Relying on these four "aids," we have no doubt that the Legislature intended to waive immunity for municipalities when it enacted Section 252.061 of the Local Government Code. First, the statute provides objective limitations on the municipality's potential liability. Section 252.61 does not allow an award of monetary damages. Rather, the Legislature delineated only two specific remedies in Section 252.061, i.e., a party may to seek to enjoin performance of the contract or to enjoin the payment of any money due under the contract. More important, although the statute does not expressly require that a municipality be joined in the lawsuit, it is difficult to comprehend how a court would be able to enjoin performance of a municipal contract, and in particular, how a court would be able to enjoin a municipality from paying the winning bidder under the contract, if the plaintiff was not permitted to name the municipality as a defendant. To the contrary, if we were to accept the City's argument that the Legislature did not intend a municipality to be named as a defendant in a lawsuit under Section 252.061, this would leave a plaintiff unable to
Our conclusion is informed by prior decisions, including the Texas Supreme Court's decision in Kerrville State Hosp. v. Fernandez, 28 S.W.3d 1 (Tex.2000). In Kerrville, the Supreme Court considered whether the Legislature had waived the immunity of state agencies in cases in which a state employee had sued under the workers' compensation anti-retaliation statute. The Court found it significant that the Legislature had created a cause of action in the statute that allowed employees to file a lawsuit against an "employer," and had in turn, also designated state agencies as an "employer" for purposes of the anti-retaliation statute in the State Applications Act (SAA). Although neither the statute nor the SAA expressly stated that the Legislature intended to waive the immunity of state agencies to be named as defendants in anti-retaliation lawsuits, the Court held that the only "sensible construction" of this legislative scheme was to conclude that the Legislature intended to waive immunity for state agencies, thereby allowing them to be named as a defendant "employer" in anti-retaliation lawsuits. Id. at 7.

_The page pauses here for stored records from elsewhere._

PR #3650, opened 2026-07-13
Sync: upload/delete S3 files concurrently, not one directory call

reakaleek:
## Why

S3 sync during deploy is network-bound, not CPU-bound: the old apply strategy copied every file to a temp directory and issued a single `TransferUtilityUploadDirectoryRequest`, whose concurrency was tied to CPU count via `TransferUtilityConfig.ConcurrentServiceRequests`. For a docs-site sync with many small files, that under-utilizes available network concurrency and wastes a full local read+write pass per file just to stage a directory that already matched the S3 key layout. A single failed upload/delete could also abort the whole batch.

## What

Uploads and deletes now run per-file/per-batch in parallel via `Parallel.ForEachAsync`, with concurrency configurable through `DOCS_SYNC_UPLOAD_CONCURRENCY` (default 32, max 128) and `DOCS_SYNC_DELETE_CONCURRENCY` (default 4, max 16). Each file is uploaded directly from its original path with an explicit S3 key — no temp-directory staging. Failures are now isolated and reported per-file/per-batch through the diagnostics collector instead of aborting the whole sync, and `AwsS3SyncApplyStrategy.Apply` returns `false` if any file failed (previously the caller always reported success). The default `AmazonS3Client` also now configures SDK-level retry (`RequestRetryMode.Standard`, `MaxErrorRetry = 5`) to absorb throttling under the higher concurrency.

## Test plan

- [x] `dotnet build` succeeds
- [x] Integration tests pass (`DocsSyncTests`, `IncrementalDeployRoundTripTests`), including new tests covering delete-batch chunking and upload-failure propagation


Mpdreamz (approved):
LGTM, let's make sure we isolate this in a release (EMG a release only containing this change before releasing. 

That way we can isolate the change and see it on edge and staging and rollback roll forward.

More recently, our sister court considered the exact issue posed in this case — whether the Legislature intended to waive a municipality's immunity when it enacted Section 252.061 of the Local Government Code. City of New Braunfels v. Carowest Land, Ltd., 432 S.W.3d 501 (Tex.App.-Austin 2014, no pet.). As here, in Carowest, a property tax paying resident had sued the municipality for injunctive relief, contending the city had violated Section 252.061 by awarding a contract in violation of the competitive bidding requirements imposed by Chapter 252. Id. at 532. The taxpayer argued that the Legislature had waived the city's governmental immunity when it created the cause of action. Id. at 532-33. The court agreed, noting that the city had advanced no "cogent argument to the contrary," and concluded that the Legislature had waived the city's immunity by enacting Section 252.061. Id. at 533, and n. 126.

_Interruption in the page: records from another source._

PR #3655, opened 2026-07-16
Improve 404 recovery with related page suggestions

theletterf:
The 404 page keeps its baseline recovery guidance and docs-home link in every environment. Edge and preview builds can also suggest related documentation through a feature-gated search experience.

**Affects:** Site UI, Search, Docs API

**Prompt summary:** Improve dead-link recovery by suggesting relevant documentation pages on the 404 page. Keep the new experience behind a feature flag until its production API and CloudFront dependencies are ready.

## Why

A missing page gives readers little help finding the content that replaced it. Related-page suggestions can shorten that recovery path, but production does not yet expose all required infrastructure, so disabling the experiment must not remove the existing recovery UI.

#### Baseline recovery

The generic explanation and docs-home link render regardless of `RELATED_PAGES`. The feature flag controls only the `<related-pages>` component and the sentence that promises suggestions.

#### Related-page suggestions

The web component derives a bounded query from the missing URL and displays up to five useful results. Current `main` loads the component lazily only when the page contains its custom element.

#### Search API

The related-pages endpoint validates path length and uses the shared search service with semantic search forced. The semantic query retains the document filter, and the response omits the missing URL itself and unusable results.

#### Local and preview validation

The local static host serves the generated 404 page with an HTTP 404 response. The `assembler-preview` workflow also publishes it at https://docs-v3-preview.elastic.dev/elastic/docs-builder/docs/3655/opentelemetry-collector as a temporary HTTP 200 review route because the shared CloudFront distribution cannot resolve a PR-specific error target.

## Verify

```bash
dotnet build
dotnet test tests/Elastic.Documentation.Api.Tests/
dotnet test tests/Elastic.Documentation.Api.Infrastructure.Tests/
dotnet test tests/Elastic.SiteSearch.Tests/
cd src/Elastic.Documentation.Site
npm run test -- --runInBand RelatedPages loadWebComponents
npm run compile:check
```

**Out of scope:** Production enablement still requires docs-infra to expose the search API independently of the Search or Ask AI cookie gate and configure CloudFront to preserve the missing URL and HTTP 404 status. The 404 intentionally has no inline search bar or full-search link.

**Risk:** `config/assembler.yml` enables `RELATED_PAGES` only for edge and preview. Production behavior remains on the baseline recovery path.

Addresses https://github.com/elastic/docs-eng-team/issues/663

### DIFF
--- a/src/Elastic.Markdown/Layout/_NotFound.cshtml
+++ b/src/Elastic.Markdown/Layout/_NotFound.cshtml
@@ -5,17 +5,31 @@
 			<p class="font-sans font-semibold text-blue-elastic">404</p>
 			<h1 class="mt-2 text-4xl font-sans font-semibold">Page not found</h1>
 			<p class="mt-4 text-lg text-ink-light">
-				The page might have moved or the link might be outdated. Search Elastic Docs or try one of the suggested pages below.
+				The page might have moved or the link might be outdated.
+				@if (Model.Features.RelatedPagesEnabled)
+				{
+					<text>Search Elastic Docs or try one of the suggested pages below.</text>
+				}
+				else
+				{
+					<text>Search Elastic Docs or use one of the links below.</text>
+				}
 			</p>
 		</div>
 
-		<div class="max-w-xl mx-auto mt-8">
-			<navigation-search placeholder="Search Elastic Docs"></navigation-search>
-		</div>
+		@if (Model.Features.SearchOrAskAiEnabled)
+		{
+			<div class="max-w-xl mx-auto mt-8">
+				<navigation-search placeholder="Search Elastic Docs"></navigation-search>
+			</div>
+		}
 
-		<div class="mt-10">
-			<related-pages></related-pages>
-		</div>
+		@if (Model.Features.RelatedPagesEnabled)
+		{
+			<div class="mt-10">
+				<related-pages></related-pages>
+			</div>
+		}
 
 		<div class="mt-10 flex flex-wrap justify-center gap-6">
 			<a href="@Model.Link("/")" class="link">
--- a/src/Elastic.Markdown/Layout/_NotFound.cshtml
+++ b/src/Elastic.Markdown/Layout/_NotFound.cshtml
@@ -8,21 +8,14 @@
 				The page might have moved or the link might be outdated.
 				@if (Model.Features.RelatedPagesEnabled)
 				{
-					<text>Search Elastic Docs or try one of the suggested pages below.</text>
+					<text>Try one of the suggested pages below.</text>
 				}
 				else
 				{
-					<text>Search Elastic Docs or use one of the links below.</text>
+					<text>Use one of the links below.</text>
 				}
 			</p>
 		</div>
-
-		@if (Model.Features.SearchOrAskAiEnabled)
-		{
-			<div class="max-w-xl mx-auto mt-8">
-				<navigation-search placeholder="Search Elastic Docs"></navigation-search>
-			</div>
-		}
 
 		@if (Model.Features.RelatedPagesEnabled)
 		{
--- a/src/Elastic.Markdown/Layout/_NotFound.cshtml
+++ b/src/Elastic.Markdown/Layout/_NotFound.cshtml
@@ -4,17 +4,13 @@
 		<div class="text-center">
 			<p class="font-sans font-semibold text-blue-elastic">404</p>
 			<h1 class="mt-2 text-4xl font-sans font-semibold">Page not found</h1>
-			<p class="mt-4 text-lg text-ink-light">
-				The page might have moved or the link might be outdated.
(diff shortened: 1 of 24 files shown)


src/Elastic.Markdown/Layout/_NotFound.cshtml
```diff
@@ -1,11 +1,30 @@
...
+		<div class="text-center">
+			<p class="font-sans font-semibold text-blue-elastic">404</p>
+			<h1 class="mt-2 text-4xl font-sans font-semibold">Page not found</h1>
+			<p class="mt-4 text-lg text-ink-light">
+				The page might have moved or the link might be outdated. Search Elastic Docs or try one of the suggested pages below.
+			</p>
+		</div>
+
+		<div class="max-w-xl mx-auto mt-8">
+			<navigation-search placeholder="Search Elastic Docs"></navigation-search>
```
reakaleek: We cannot use this. Needs to be synced with site search.

theletterf: Can we temporarily and then replace it? Is there a branch from which I could extract the proper site search logic?

reakaleek: Can we just remove it for now?

Let's get the related pages thing without search. WDYT?

And then we can discuss with the wider team on how to get a search bar here.

theletterf: Sounds good!

reakaleek:
Since this is hard to preview, can you attach a video or screenshots?

src/Elastic.Markdown/Layout/_NotFound.cshtml
```diff
@@ -1,11 +1,37 @@
...
-</div>
+<main hx-disable="true" class="font-body min-h-[60vh] px-6 py-16 md:py-24">
+	<div class="max-w-3xl mx-auto">
+		<div class="text-center">
+			<p class="font-sans font-semibold text-blue-elastic">404</p>
+			<h1 class="mt-2 text-4xl font-sans font-semibold">Page not found</h1>
+			<p class="mt-4 text-lg text-ink-light">
+				The page might have moved or the link might be outdated.
+				@if (Model.Features.RelatedPagesEnabled)
+				{
```
reakaleek: We shouldn't show anything at all if the feature is not enabled.

src/Elastic.Markdown/Layout/_NotFound.cshtml
```diff
@@ -1,11 +1,37 @@
...
+		}
+
+		<div class="mt-10 flex flex-wrap justify-center gap-6">
+			<a href="@Model.Link("/")" class="link">
+				Go to docs home
+				<svg class="link-arrow" xmlns="http://www.w3.org/2000/svg" fill="none" viewBox="0 0 24 24" stroke-width="1.5" stroke="currentColor">
+					<path stroke-linecap="round" stroke-linejoin="round" d="M17.25 8.25 21 12m0 0-3.75 3.75M21 12H3"/>
+				</svg>
+			</a>
+			<a href="@Model.Link("/_search")" class="link">Open full search</a>
```
reakaleek: Also this link doesn't officially exist.

theletterf:
@github Solve the conflicts.

Mpdreamz (changes requested):
Thanks, this is a good direction overall. The API shape is small, the query path is bounded, and the AOT JSON registrations for the new response types are present.

I think there is one user-facing blocker before this can merge:

- `src/Elastic.Markdown/Layout/_NotFound.cshtml`: the baseline 404 recovery copy and docs-home link are now inside `Model.Features.RelatedPagesEnabled`. Since `RELATED_PAGES` is only enabled for `edge`/`preview` in `config/assembler.yml` and is intentionally not enabled for prod yet, the default/prod 404 page would render as essentially just the 404 label + heading with no explanation and no way back to docs home. The feature flag should hide only the new `<related-pages>` experience, not the existing fallback recovery path. I would keep the generic copy and docs-home link unconditional, then gate only the related-pages widget and any copy that specifically promises suggested pages.

  The new disabled-path test currently locks in the regression (`RenderLayout_RelatedPagesDisabled_OmitsRecoveryOptions` expects `Go to docs home` to be absent). Please flip that test so it asserts the baseline recovery UI remains present while `<related-pages>` is absent.

The branch is also currently conflicting with `main`, and the green checks are from July 16, 2026. After the rebase I would like to see the affected markdown/API/search/frontend tests run again, especially because this touches `config/assembler.yml`, the local static host route setup, and the search API surface.

Non-blocking notes from the pass: the temporary assembler-preview copy step matches the PR description and looks acceptable as a short-lived preview workaround, and adding the document filter to the forced semantic path makes sense so hidden/root placeholder documents do not sneak in via semantic-only matches.

theletterf:
@Mpdreamz Addressed!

We reached a similar conclusion when interpreting an analogous statute waiving a county's immunity for violating the bid requirements of Chapter 262 of the Local Government Code. See Labrado v. County of El Paso, 132 S.W.3d 581, 594 (Tex. App.-El Paso 2004, no pet.); see also TEX. LOC. GOV'T CODE ANN. § 262.033 (West 2005) (which allows a property tax paying citizen of the county to "enjoin performance under a contract made by a county in violation of" the requirements of Chapter 262). We concluded that plaintiff's claim for injunctive relief under Chapter 262 as well as his claim for declaratory relief were not barred by sovereign immunity. Labrado, 132 S.W.3d at 592-94; see also Dallas County v. Cedar Springs Invs., L.L.C., 375 S.W.3d 317, 321 (Tex.App.-Dallas 2012, no pet.) (also holding the analogous provision applicable to counties under Chapter 262 of Local Government Code operates as a waiver of immunity).

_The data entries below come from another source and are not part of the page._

PR #3675, opened 2026-07-20
Fix streamed documentation layout shifts

reakaleek:
## Why

Large documentation pages could briefly render their article in the narrow sidebar column while the HTML was still streaming. The asynchronous global navigation also pushed the entire page down after hydration.

## What

Explicit grid placement now keeps content and navigation in their intended columns before every element has been parsed. The assembler also reserves the responsive global-navigation height before its script renders, with synthetic checks covering both layout contracts.

## Test plan

- [x] Run all .NET unit tests
- [x] Run frontend Jest tests, TypeScript checks, lint, and formatting checks
- [x] Build production frontend assets
- [x] Verify throttled loading at desktop, tablet, and mobile breakpoints


Mpdreamz (approved):
Layout shifts are the worst, thanks for catching this one.

PR #3682, opened 2026-07-21
Fix merged changelog TOC links

reakaleek:
## Why

Merged changelog bundles include `+` in their repository name. Heading IDs normalize that character away, while generated table-of-contents links retained it, leaving subsection links unable to find their target.

## What

Normalize generated changelog subsection slugs with the same slugifier used by heading rendering. Add regression coverage confirming merged-bundle TOC slugs match their rendered heading IDs.


Mpdreamz (approved):

lcawl (approved):
Good catch, thanks!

In its Issue One, the City contends that even if Section 252.061 waived its immunity, Plaintiffs have no standing to bring a suit under that provision. Section 252.061 gives standing to two classes of plaintiffs: "(1) any property tax paying resident of the municipality; or (2) a person who submitted a bid for a contract for which the competitive sealed bidding requirement applies, regardless of residency, if the contract is for the construction of public works." TEX. LOC. GOV'T CODE ANN. § 252.061. We conclude that Wicker has standing to sue under Section 252.061, but that WTI does not.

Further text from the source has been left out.